Luxury perfume house Serge Lutens, for example, created Dent de Lait (translated to Milk Teeth) in 2017, drawing inspiration from the smell of milk. Swedish grocery chain called Coop created an unusual perfume scent this past September that smells like spoiled milk in order to raise awareness around food shelf life. Now, Etat Libre d’Orange is launching a perfume called I Am Trash that aims to raise its awareness by challenging the idea of a “fine fragrance” — the product is derived from apples, roses, cedar wood and bitter oranges that have been previously thrown away.

Beginning Nov. 1, the fragrance will be sold through current U.S. retail partners like Twisted Lily in New York and Aaron’s Apothecary in Chicago. The fragrance soft-launched in mid-October in Selfridges in London and the Etat Libre d’Orange boutique in Paris. In two weeks, the nearly $150 I Am Trash perfume saw double the sales compared to other, previously released Etat Libre d’Orange fragrances, in the same time frame — it has also driven more in-store traffic, according to Etienne de Swardt, founder and managing director of Etat Libre d’Orange. Swardt declined to specify current revenue for the brand.

While a company like Etat Libre d’Orange might be a small player within the larger global perfume industry, it is part of a host of specialty perfume houses like Commodity and Creed that accounted for about 6 percent of the $4 billion U.S. fragrance market in 2017, according to WWD.

“Certain indie brands [are] enjoying an explosive rise in popularity, [but] they are needing to turn their [customers’] attention elsewhere in a bid to stay as unique as possible,” said Carla Seipp, a foresight writer at The Future Laboratory. “Anti-perfumes present an exciting and inspirational rebellion against the traditional fine-fragrance establishment and have a strong appeal for those who dare to be different.”

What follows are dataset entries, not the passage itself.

PR #4528, opened 2024-06-13
out_http: add gzip option

### LINKED ISSUE #4410: Compression Support in out_http plugin

Similar to #2047 , I would like to be able to generate compressed gzip HTTP output that would able to be transparently ingested by the `in_http` plugin so I can accomodate larger message sizes in a http based fluentd to fluentd setup.

the http request should be sent with `Content-Encoding: gzip` headers set and the serialized message content should be gzip encoded

Unfortunately our enviroment makes using the `forward` plugin, which supports this type of setup much easier, hard for us to implement and HTTP suits us much better.

### Additional context

_No response_

rockliffelewis:
Fixes #4410

Adds a `compress gzip` option to `out_http` to enable compressing the http request before sending it to save on bandwidth

**Docs Changes**:

**Release Note**:

### DIFF
--- a/lib/fluent/plugin/out_http.rb
+++ b/lib/fluent/plugin/out_http.rb
@@ -55,6 +55,8 @@ module Fluent::Plugin
     config_param :headers, :hash, default: nil
     desc 'Additional placeholder based headers for HTTP request'
     config_param :headers_from_placeholders, :hash, default: nil
+    desc 'Compress HTTP request body'
+    config_param :compress, :enum, list: [:text, :gzip], default: :text
 
     desc 'The connection open timeout in seconds'
     config_param :open_timeout, :integer, default: nil
@@ -290,6 +292,9 @@ module Fluent::Plugin
           req[k] = extract_placeholders(v, chunk)
         end
       end
+      if @compress == :gzip
+        req['Content-Encoding'] = "gzip"
+      end
       req['Content-Type'] = @content_type
     end
 
@@ -323,7 +328,14 @@ module Fluent::Plugin
               Net::HTTP::Put.new(uri.request_uri)
             end
       set_headers(req, uri, chunk)
+
       req.body = @json_array ? "[#{chunk.read.chop}]" : chunk.read
+
+      if @compress == :gzip
+        gz = Zlib::GzipWriter.new(StringIO.new)
+        gz << req.body
+        req.body = gz.close.string
+      end
 
       # At least one authentication method requires the body and other headers, so the order of this call matters
       set_auth(req, uri)
--- a/test/plugin/test_out_http.rb
+++ b/test/plugin/test_out_http.rb
@@ -75,21 +75,30 @@ class HTTPOutputTest < Test::Unit::TestCase
         @@result.headers[key] = value
       end
 
+      body = ""
       data = []
+
+      case req['content-encoding']
+      when 'gzip'
+        body = Zlib::GzipReader.new(StringIO.new(req.body)).read
+      else 
+        body = req.body
+      end
+
       case req.content_type
       when 'application/x-ndjson'
-        req.body.each_line { |l|
+        body.each_line { |l|
           data << JSON.parse(l)
         }
       when 'application/json'
-        data = JSON.parse(req.body)
+        data = JSON.parse(body)
       when 'text/plain'
         # Use single_value in this test
-        req.body.each_line { |line|
+        body.each_line { |line|
           data << line.chomp
         }
       else
-        data << req.body
+        data << body
       end
       @@result.data = data
 
@@ -515,6 +524,41 @@ class HTTPOutputTest < Test::Unit::TestCase
       assert_equal 'POST', result.method
       assert_equal 'application/x-ndjson', result.content_type
       assert_equal test_events, result.data
+      assert_not_empty result.headers
+    end
+  end
+
+  sub_test_case 'GZIP' do
+    def server_port
+      19882
+    end
+
+    data(:json_array, [false, true])
+    data(:buffer_compress, ["text", "gzip"])
+    def test_write_with_gzip
+      d = create_driver(%[
+        endpoint http://127.0.0.1:#{server_port}/test
+        compress gzip
+        json_array #{data[:json_array]}
+        <buffer>
+          @type memory
+          compress #{data[:buffer_compress]}
+        </buffer>
+      ])
+      d.run(default_tag: 'test.http') do
+        test_events.each { |event|
+          d.feed(event)
+        }
+      end
+
+      result = @@result
+      assert_equal 'POST', result.method
+      assert_equal(
+        data[:json_array] ? 'application/json' : 'application/x-ndjson',
+        result.content_type
+      )
+      assert_equal 'gzip', result.headers['content-encoding']
+      assert_equal test_events,  result.data
       assert_not_empty result.headers
     end
   end


lib/fluent/plugin/out_http.rb
```diff
@@ -325,6 +330,12 @@ def create_request(chunk, uri)
       set_headers(req, uri, chunk)
       req.body = @json_array ? "[#{chunk.read.chop}]" : chunk.read
 
+      if @compress == :gzip
+        gz = Zlib::GzipWriter.new(StringIO.new)
+        gz << req.body
+        req.body = gz.close.string
+      end
+
```
daipom, line 338: We need to consider the possibility that the chunk is already compressed ([compress option of buffer](https://docs.fluentd.org/configuration/buffer-section#buffering-parameters)).

Example: `out_file` changes the behavior depending on `@buffer.compress`.

https://github.com/fluent/fluentd/blob/c0cd1e6960290954b442ea24077a80cee9229d41/lib/fluent/plugin/out_file.rb#L214-L222

Example: `out_forward` forces `@buffer.compress` to `gzip` when own `compress` is `gzip`.

https://github.com/fluent/fluentd/blob/c0cd1e6960290954b442ea24077a80cee9229d41/lib/fluent/plugin/out_forward.rb#L254-L258

https://github.com/fluent/fluentd/blob/c0cd1e6960290954b442ea24077a80cee9229d41/lib/fluent/plugin/out_forward.rb#L664-L668

Like `out_forward`, we could force `@buffer.compress` to `gzip` when `out_http`'s `compress` is `gzip`.
(Then, it would be enough to read chunk as is like `chunk.read(compressed: @compress)`.)
On the other hand, we should note that the compression efficiency decreases when data is compressed frequently. (`out_file` has [recompress option](https://docs.fluentd.org/output/file#recompress) for this.)

Anyway, we need to take into account the compression of buffer to some extent.

test/plugin/test_out_http.rb
```diff
@@ -511,9 +520,35 @@ def test_write_with_https
         }
       end
 
+      result = @@result
+      p result
```
daipom, line 524:
```suggestion
```

lib/fluent/plugin/out_http.rb
```diff
@@ -55,6 +55,8 @@ class RetryableResponse < StandardError; end
     config_param :headers, :hash, default: nil
     desc 'Additional placeholder based headers for HTTP request'
     config_param :headers_from_placeholders, :hash, default: nil
+    desc 'Compress HTTP request body'
+    config_param :compress, :enum, list: [:none, :gzip], default: :none
```
daipom, line 59: It would be better to align with `out_forward` and `out_file`

```suggestion
    config_param :compress, :enum, list: [:text, :gzip], default: :text
```

daipom (changes requested):
Thanks for the PR!
I think we need to take into account the compression of buffer.
I commentted below on the details, so please check.

lib/fluent/plugin/out_http.rb
daipom: The current PR's specification is to always recompress data regardless of the Buffer's compression settings, right?
(`chunk.read` without arguments will decompress data if the chunk is compressed).

If this is the intended specification, the current implementation would be fine.

rockliffelewis: At current yes it will decompress the buffer, format the response, and recompress before sending.

I think trying to send already compressed chunks straight from the buffer might interfere with the json_array setting, or at least theres a case to be handled there.

I'll take a look and see what improvements can be made here

lib/fluent/plugin/out_http.rb
```diff
@@ -323,7 +328,26 @@ def create_request(chunk, uri)
...
+          req.body = chunk.read(compressed: @compress)
+          compress_body = false
+        end
+      end
+
+      if compress_body
+        gz = Zlib::GzipWriter.new(StringIO.new)
+        gz << req.body
+        req.body = gz.close.string
+      end
```
rockliffelewis, line 350: Ok, so the json_array setting throws a bit of a spanner in the works, but the gist here is that if both out_http and buffer are set to gzip and json_array isnt set, then send the gzipped chunk as is.

Otherwise decompress (if required) and recompress (if required).

lib/fluent/plugin/out_http.rb
daipom: Thanks!
Note: https://github.com/fluent/fluentd/pull/4528#discussion_r1639078250

lib/fluent/plugin/out_http.rb
daipom: Thanks!
I understand the specification!

rockliffelewis: Sorry @daipom, I just updated this section to tidy it up a little more and make it easier to read

daipom: I see! No problem!

daipom:
I'd like to add test patterns like this: https://github.com/fluent/fluentd/commit/c68450926bd51b2d6b2daa545e0b3ba4280835e7

However, the case of sending the gzipped chunk as is fails in my environment.
(Only one record decompressed on the test server.)
I'm checking the cause.

```rb
Failure: test_write_with_gzip[buffer_compress: "gzip", json_array: false](HTTPOutputTest::GZIP)
/home/daipom/work/fluentd/fluentd/test/plugin/test_out_http.rb:564:in `test_write_with_gzip'
     561:         result.content_type
     562:       )
     563:       assert_equal 'gzip', result.headers['content-encoding']
  => 564:       assert_equal test_events, result.data
     565:       assert_not_empty result.headers
     566:     end
     567:   end
<[{"bool"=>true, "message"=>"hello", "num"=>10},
 {"bool"=>false, "message"=>"hello", "num"=>11}]> expected but was
<[{"bool"=>true, "message"=>"hello", "num"=>10}]>

diff:
? [{"bool"=>true, "message"=>"hello", "num"=>10},
?                                               ]
?                                               ?
-  {"bool"=>false, "message"=>"hello", "num"=>11}]
```

rockliffelewis:
> I'd like to add test patterns like this: [c684509](https://github.com/fluent/fluentd/commit/c68450926bd51b2d6b2daa545e0b3ba4280835e7)
> 
> However, the case of sending the gzipped chunk as is fails in my environment. (Only one record decompressed on the test server.) I'm checking the cause.
> 
> ```ruby
> Failure: test_write_with_gzip[buffer_compress: "gzip", json_array: false](HTTPOutputTest::GZIP)
> /home/daipom/work/fluentd/fluentd/test/plugin/test_out_http.rb:564:in `test_write_with_gzip'
>      561:         result.content_type
>      562:       )
>      563:       assert_equal 'gzip', result.headers['content-encoding']
>   => 564:       assert_equal test_events, result.data
>      565:       assert_not_empty result.headers
>      566:     end
>      567:   end
> <[{"bool"=>true, "message"=>"hello", "num"=>10},
>  {"bool"=>false, "message"=>"hello", "num"=>11}]> expected but was
> <[{"bool"=>true, "message"=>"hello", "num"=>10}]>
> 
> diff:
> ? [{"bool"=>true, "message"=>"hello", "num"=>10},
> ?                                               ]
> ?                                               ?
> -  {"bool"=>false, "message"=>"hello", "num"=>11}]
> ```

I also noticed this in my testing, im assuming that the behavior is correct but not what the test is expecting.

Its delivering a single gzipped message rather than batching a few messages in the request.

I can add a few more tests to cover off on the different option combinations

rockliffelewis:
The issue here is that the test harness doesn't really handle getting multiple http requests for one test, and in the gzipped buffer case the messages will come one by one. Im not entirely sure how to fix this properly without doing something like this:

```
  assert_equal(
    data[:buffer_compress] == 'gzip' && !data[:json_array] ? [test_events[0]] : test_events,
    result.data
  )
```

daipom:
@rockliffelewis Thanks for considering it!
I found the cause!

The cause is that `zlib` does not support `gzip` concatenation.
The chunk of Fluentd handles it as follows.

https://github.com/fluent/fluentd/blob/c0cd1e6960290954b442ea24077a80cee9229d41/lib/fluent/plugin/compressable.rb#L57-L75

So, as you say, it's generally not a problem.
However, if we consider a use case where forwarding the gzip data to `in_http`, this could be a problem.
Currently, `in_http` does not support `gzip` concatenation.

https://github.com/fluent/fluentd/blob/c0cd1e6960290954b442ea24077a80cee9229d41/lib/fluent/plugin/in_http.rb#L509-L523

So, if we consider a use case where forwarding the gzip data to `in_http`, it would be safer to start with a simple specification that always recompresses the chunk as the first implementation.

What do you think about this?

rockliffelewis:
Ah i see! I didnt realise the buffer was doing something fancy like that. I wouldn't expect most HTTP receivers to implement that either so at best we would need a `recompress` flag.

In my usecase I want to use `in_http` as the receiver, and I want the maximum compression so I would end up buffering it uncompressed anyway.

daipom (approved):
Thanks! LGTM.
I will wait a bit to merge for the other maintainers.

ashie (approved):
LGTM
Thanks for your contribution!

Etat Libre d’Orange hopes it will raise awareness through its perfume, by speaking to customers who are tired of brands instructing them on how to put their best face forward — whether it be Glossier’s minimalism or Il Makiage’s maximalism — that promise to accentuate natural beauty while still concealing flaws. Instead, I Am Trash is marketed as reveling in the idea of ugliness, while also showing that even something unappealing like discarded waste still has an aspect of beauty to it because the fragrance is still supposed to smell good.

“The consumer in the perfume industry is very into [the idea that] you are what you wear,” said Emmanuel Ferry, managing director of Ogilvy Paris, which worked with Etat Libre d’Orange to create the fragrance. “Women are starting to become bored [with] this idea of something that projects a ‘better you’ version of yourself.”

To market this, Ogilvy has also created images, GIFs and videos for Instagram and Facebook, including a teaser video that features decomposing fruits and flowers that bloom, showing that beautiful things can emerge from decay. The tagline, “The most wanted scent made from the unwanted,” will also be displayed on retail partner store windows. So far, six campaign posts on the brand’s Instagram account, which has just over 15,000 followers, has garnered almost 14,000 views collectively.

“When you don’t have that much cash, [compared to] L’Oréal, you can’t leverage your creations the same way,” Swardt said. “[I Am Trash] does not pay the bills, but it helps more with awareness.”